Pull every line holding the word "like" out of the data and copy it.

[Stored data]
BEGIN
PR #2105, opened 2017-01-15
Add decorators to parameterize tests with order arg

yuyu2172:
Merge after #2103, #2104.

This PR adds a decorator that parameterizes tests with order options.
In addition to that, the new decorator is used to simplify tests written for `cupy.empty` and `cupy.zeros`.


okuta:
LGTM!

PR #2106, opened 2017-01-15
use for_dtypes_combination decorator for array indexing tests

yuyu2172:
This PR changes a decorator that parameterized combination of dtypes to `for_dtypes_combination`.
This is better because you can speedup tests by reducing number of combinations to tests. Also, you can test all combinations with `for_dtypes_combination` by setting an environment variable properly.


okuta:
LGTM!

PR #2112, opened 2017-01-16
Fix the simulated bug behaviour of packbits

iwiwi:
`packbits` and `unpackbits` of NumPy <= 1.11 have bugs against empty arrays (see https://github.com/numpy/numpy/issues/8324). I intentionally implemented this behaviour in CuPy's counterparts. These bugs are fixed at NumPy 1.12 (https://github.com/numpy/numpy/pull/8327), and thus this PR also fixes the 'bugs' in CuPy.


gwtnb:
LGTM

Issue #2120, opened 2017-01-18
Error exmples for DCGAN


owruby:
I' tried to run `python train_dcgan.py --gpu 0` and recieved this error.

``` python
Traceback (most recent call last):
  File "train_dcgan.py", line 115, in <module>
    main()
  File "train_dcgan.py", line 84, in main
    device=args.gpu)
  File "/home/s1311320/projects/practice/chainer-dev/examples/dcgan/updater.py", line 14, in __init__
    super(DCGANUpdater, self).__init__(*args, **kwargs)
  File "/home/s1311320/.pyenv/versions/chainer-dev/lib/python3.5/site-packages/chainer/training/updater.py", line 131, in __init__
    optimizer['main'].target.to_gpu(device)
KeyError: 'main'
```
I fixed `update.py`

from
``` python
if device is not None and device >= 0:
    optimizer['main'].target.to_gpu(device)
```

to
``` python
for opt in self._optimizers.values():
    opt.target.to_gpu(device)
```

okuta:
This issue was fixed at #2121

PR #2121, opened 2017-01-18
Fix update.py for multi optimizers

owruby:
#2120 
I fixed `updater.py` for multi optimizers.

### DIFF
--- a/chainer/training/updater.py
+++ b/chainer/training/updater.py
@@ -128,7 +128,8 @@ class StandardUpdater(Updater):
         self._optimizers = optimizer
 
         if device is not None and device >= 0:
-            optimizer['main'].target.to_gpu(device)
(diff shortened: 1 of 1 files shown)


chainer/training/updater.py
```diff
@@ -128,7 +128,8 @@ def __init__(self, iterator, optimizer, converter=convert.concat_examples,
         self._optimizers = optimizer
 
         if device is not None and device >= 0:
-            optimizer['main'].target.to_gpu(device)
+            for opt in self._optimizers.values():
```
rezoo: How about using `six.itervalues(self._optimizers)` instead of `self._optimizers.values()`?

rezoo:
Good. After passing all tests I'd like to merge

PR #1928, opened 2016-11-27
Simplify _adv_getitem function

okuta:

PR #2126, opened 2017-01-18
Support multiple integer arrays for cupy.ndarray.__setitem__

yuyu2172:
This PR supports multiple integer arrays for `cupy.ndarray.__setitem__`. I rebased #1928.

I had to change interface of an internal function `_scatter_op_single` to support broader inputs.

After the change,  `_scatter_op_single` supports the input below. Also I left a comment in the code.
```
a.shape= (shape_0, ..., shape_{li-1}, shape_li, ..., shpe_ri, ..., shape_{a.ndim-1})
indices:  an integer array indexing axes from axis_li to axis_ri
li: id of the first axis that get indexed
ri: id of the last axis that get indexed
```
For example, when working on `a[[1,0], [0, 1]], a.shape=(2, 3, 4)`, you have `li=0, ri=1, indices=[3, 1]`.

Originally, `_scatter_op_single` only supported the special case of `li=ri`. In that case, I had to call `a._reshape` before passing to `_scatter_op_single` when working on multiple array indexing. `cupy.ndarray._reshape` may invoke copy, which is a problem because I need to store values to a view and not to a copy of the original array.

The new `_scatter_op_single` makes it possible to avoid calling `cupy.ndarray._reshape` thus never risking to call copy.

### DIFF
--- a/cupy/core/core.pyx
+++ b/cupy/core/core.pyx
@@ -1213,15 +1213,12 @@ cdef class ndarray:
     def __setitem__(self, slices, value):
         """x.__setitem__(slices, y) <==> x[slices] = y
 
-        Supported ``slices`` consists of
+        Supports both basic and advanced indexing.
 
-        * basic indexing
+        .. note::
 
-        * one integer array
-
-        * combination of basic indexing and integer arrays
-
-        * a boolean array
+            Currently, it does not support ``slices`` that consists of more
+            than one boolean arrays
 
         .. note::
 
--- a/cupy/core/core.pyx
+++ b/cupy/core/core.pyx
@@ -1161,7 +1161,7 @@ cdef class ndarray:
             if sum(arr_slices_mask) == 1:
                 axis = arr_slices_mask.index(True)
                 return a.take(adv_slices[axis], axis)
-            return _adv_getitem(a, adv_slices)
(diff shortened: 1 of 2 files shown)


rezoo:
Good, but it seems that `TestArrayAdvancedIndexingVectorValue` does not cover the case where `'indexes'` contains multiple integer arrays. Is it OK?

yuyu2172:
Thank you for comments.
I added tests to `TestArrayAdvancedIndexingVectorValue`. It was my mistake.
I also added tests on broadcasting of indices to some other test classes.

rezoo:
Thank you! After merging #1928, I would like to continue the review.

rezoo:
I merged #1928 Could you resolve the conflicts?

yuyu2172:
Thanks. I resolved the conflicts.

rezoo:
Thanks. I would like to review.

rezoo:
Thanks to you, now `cupy.ndarray` supported a various kinds of advanced indexing.
The next thing we need is PR; currently there does not exist documents of `__getitem__` and `__setitem__` since sphinx ignores all of the special methods.
It seems better to add them into the document, but what do you think?

rezoo:
Good. LGTM.

PR #2131, opened 2017-01-18
Remove fs attribute from CaffeFunction

### LINKED ISSUE #2130: `fs` attribute of CaffeFunction is missing
`CaffeFunction` should have `fs` attribute which is a `FunctionSet` that has a set of layers, according to its [document](https://github.com/pfnet/chainer/blob/master/chainer/links/caffe/caffe_function.py#L121). But it is missing. I think we should treat it as a document bug because (1) `forwards` attribute essentially same information and (2) `FunctionSet` is not used any longer.

delta2323:
Fix #2130


beam2d:
LGTM

PR #2137, opened 2017-01-19
Implement UpdateRule and use it in optimizers

### LINKED ISSUE #2008: Variable-wise update rule
This is a proposal for v2 to modify Optimizer so that we can choose different update equations and hyperparameters for different parameter variables. In this proposal, UpdateRule class is introduced, which represents the update equations used for one parameter variable. An instance of it is set to a target parameter, and Optimizer uses it to update the parameter. Each variable in the target link has its own update rule, and so we can modify its hyperparameters and add a hook function dedicated to the update rule.

Here is the design document for this proposal: https://docs.google.com/document/d/1t1UrpsKzoDZGK7fHDbN0by93253V37Kkg-7qFpOTytc/edit#.

beam2d:
Fix #2008. See the design docs for the original design. It enables us to configure the hyperparameters of optimization methods differently for each parameter (e.g. using different learning rates, different weight decay coefficients). This PR contains slight modifications to that design, including the following things.

- Hyperparameter object is introduced to let the optimizer provide the default values for hyperparameters of each update rule. It enables us to configure the hyperparameter at once for all parameters for which a hyperparameter is not overridden. **Note:** I actually don't satisfy with this design, since it introduces some complexity to the implementation of any optimizer and would require some care on handling hyperparameters. Any discussions are welcome.
- Most optimizer hook functions are now implemented as update rule hook functions. The `call_for_each_param` flag is introduced to these hook functions, with which the optimizer treats the hook functions as optimizer hook functions and invoke them for all parameters at their update.

### DIFF
--- a/chainer/link.py
+++ b/chainer/link.py
@@ -423,6 +423,39 @@ class Link(object):
         for name in self._params:
             dst[name].addgrad(src[name])
 
+    def enable_update(self):
+        """Enables update rules of all parameters under the link hierarchy.
+
+        This method sets the :attr:`~chainer.UpdateRule.enabled` flag of the
+        update rule of each parameter variable to ``True``.
+
+        """
+        for param in self.params():
+            rule = param.update_rule
+            if rule is not None:
+                rule.enabled = True
+
+    def disable_update(self):
+        """Disables update rules of all parameters under the link hierarchy.
+
+        This method sets the :attr:~chainer.UpdateRule.enabled` flag of the
+        update rule of each parameter variable to ``False``.
+
+        """
+        for param in self.params():
+            rule = param.update_rule
+            if rule is not None:
+                rule.enabled = False
+
+    @property
+    def update_enabled(self):
+        """``True`` if at least one parameter has an update rule enabled."""
+        for param in self.params():
+            rule = param.update_rule
+            if rule is not None and rule.enabled:
+                return True
+        return False
+
     def serialize(self, serializer):
         """Serializes the link object.
 
--- a/chainer/optimizer.py
+++ b/chainer/optimizer.py
@@ -51,6 +51,7 @@ class Hyperparameter(object):
         parent (Hyperparameter): Parent hyperparameter.
 
     """
+
     def __init__(self, parent=None):
         self._parent = parent
 
@@ -104,7 +105,7 @@ class UpdateRule(object):
     the first update. The values of the state dictionary are automatically
     copied to the appropriate device before the update based on the data and
     grad arrays.
-    
+
     Args:
         parent_hyperparam (Hyperparameter): Hyperparameter that provides the
             default values.
@@ -117,6 +118,7 @@ class UpdateRule(object):
         t (int): Number of updates made by this update rule.
 
     """
+
     def __init__(self, parent_hyperparam=None):
         self._hooks = collections.OrderedDict()
         self._state = None
@@ -305,6 +307,7 @@ class Optimizer(object):
             method.
 
     """
+
     def setup(self, link):
         """Sets a target link and initializes the optimizer states.
 
@@ -539,6 +542,7 @@ class GradientMethod(Optimizer):
        :class:`GradientMethod` object for efficiency.
 
     """
+
     def __init__(self):
         super(GradientMethod, self).__init__()
         self.hyperparam = Hyperparameter()
--- a/chainer/optimizer.py
+++ b/chainer/optimizer.py
@@ -1,10 +1,13 @@
 import collections
+import copy
 
 import numpy
 import six
 
+import chainer
 from chainer import cuda
 import chainer.link as link_module
+import chainer.serializer as serializer_module
 
 
 def _sum_sqnorm(arr):
@@ -27,6 +30,249 @@ def exponential_decay_noise(xp, shape, dtype, hook, opt):
     return xp.random.normal(0, std, shape).astype(dtype)
 
 
+class Hyperparameter(object):
+
+    """Set of hyperparameter entries of an optimizer.
+
+    This is a utility class to provide a set of hyperparameter entries for
+    update rules and an optimizer. Each entry can be set as an attribute of a
+    hyperparameter object.
+
+    A hyperparameter object can hold a reference to its parent hyperparameter
+    object. When an attribute does not exist in the child hyperparameter, it
+    automatically refers to the parent. We typically set the hyperparameter of
+    the gradient method as the parent of the hyperparameter of each update
+    rule. It enables us to centralize the management of hyperparameters (e.g.
+    we can change the learning rate of all update rules just by modifying the
+    hyperparameter of the central optimizer object), while users can freely
+    customize the hyperparameter of each update rule if needed.
+
+    Args:
+        parent (Hyperparameter): Parent hyperparameter.
+
+    """
+    def __init__(self, parent=None):
+        self._parent = parent
+
+    def __getattr__(self, name):
+        return getattr(self._parent, name)
+
+    def __repr__(self):
+        d = self.get_dict()
+        keys = sorted(d.keys())
+        values_repr = ', '.join('%s=%s' % (k, d[k]) for k in keys)
+        return 'Hyperparameter(%s)' % values_repr
+
+    def get_dict(self):
+        """Converts the hyperparameter into a dictionary.
+
+        Returns:
+            Dictionary containing all entries that can be referred by this
+            hyperparameter object.
+
+        """
+        d = {} if self._parent is None else self._parent.get_dict()
+        for k, v in six.iteritems(self.__dict__):
+            if k != '_parent':
+                d[k] = v
+        return d
+
+
+class UpdateRule(object):
+
+    """Base class of all update rules.
+
+    Update rule is an object that implements how to update one parameter
+    variable using the gradient of a loss function. This class provides the
+    interface and the common features of any update rules.
+
+    An update rule can be set to a :class:`~chainer.Variable` object that
+    represents a parameter array of a model. An :class:`~chainer.Optimizer`
+    instance defines which parameters to update, and the update rule instance
+    of each parameter defines how to update it.
+
+    Hook functions can be set to any update rule instance. The hook function is
+    called just before any updates in the order of registrations.
+
+    An implementation of update rule should override :meth:`update_core` or
+    its device-dependent variants (i.e., :meth:`update_core_cpu` and
+    :meth:`update_core_gpu`).
+
+    The state (e.g. a moving average of the gradient) of the update rule is
+    stored into the state dictionary. An implementation of update rule using
+    state should also override :meth:`init_state` to initialize the state at
+    the first update. The values of the state dictionary are automatically
+    copied to the appropriate device before the update based on the data and
+    grad arrays.
+    
+    Args:
+        parent_hyperparam (Hyperparameter): Hyperparameter that provides the
+            default values.
+
+    Attributes:
+        enabled (bool): Flag to configure if this update rule is active. If the
+            update rule is not active (i.e., ``enabled = False``), the
+            :meth:`update` method does not update the parameter.
+        hyperparam (Hyperparameter): Hyperparameter of the update rule.
+        t (int): Number of updates made by this update rule.
+
+    """
+    def __init__(self, parent_hyperparam=None):
+        self._hooks = collections.OrderedDict()
+        self._state = None
+        self.enabled = True
+        self.hyperparam = Hyperparameter(parent_hyperparam)
+        self.t = 0
+
+    @property
+    def state(self):
+        """State dictionary."""
+        return self._state
+
+    def add_hook(self, hook, name=None):
+        """Adds a hook function.
+
+        The hook function is called before any updates.
+
+        Args:
+            hook (callable): Hook function to be added. It takes two
+                arguments: the update rule object and the parameter variable.
+            name (str): Name of the hook function. The name attribute of the
+                hook function is used by default.
+
+        """
+        if not callable(hook):
+            raise TypeError('hook function must be callable')
+
+        if name is None:
+            name = getattr(hook, 'name', getattr(hook, '__name__', None))
+            if name is None:
+                raise ValueError(
+                    'the name of the hook function is not specified')
+        if name in self._hooks:
+            raise ValueError('hook "{}" already exists'.format(name))
+
+        self._hooks[name] = hook
+
+    def remove_hook(self, name):
+        """Removes the specified hook function.
+
+        Args:
+            name (str): Name of the hook function to be removed. The hook
+                function registered with this name will be removed.
+
+        """
+        del self._hooks[name]
+
+    def update(self, param):
+        """Invokes hook functions and updates the parameter.
+
+        Args:
+            param (~chainer.Variable): Variable to be updated.
+
+        """
+        if not self.enabled:
+            return
+
+        self.t += 1
+        self._prepare(param)
+        for hook in six.itervalues(self._hooks):
+            hook(self, param)
+        self.update_core(param)
+
+    def update_core(self, param):
+        """Updates the parameter.
+
+        Implementation of UpdateRule should override this method or both of
+        :meth:`_update_core_cpu` and :meth:`_update_core_gpu`.
+
+        Args:
+            param (~chainer.Variable): Variable to be updated.
+
+        """
+        with cuda.get_device(param.data) as dev:
+            if int(dev) == -1:
+                self.update_core_cpu(param)
+            else:
+                self.update_core_gpu(param)
+
+    def update_core_cpu(self, param):
+        """Updates the parameter on CPU.
+
+        See :meth:`update_core` for details.
+
+        Args:
+            param (~chainer.Variable): Variable to be updated.
+
+        """
+        raise NotImplementedError
+
+    def update_core_gpu(self, param):
+        """Updates the parameter on GPU.
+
END
#### ANSWER SPACE:
Good. After passing all tests I'd like to merge
Thank you! After merging #1928, I would like to continue the review.
Thanks. I would like to review.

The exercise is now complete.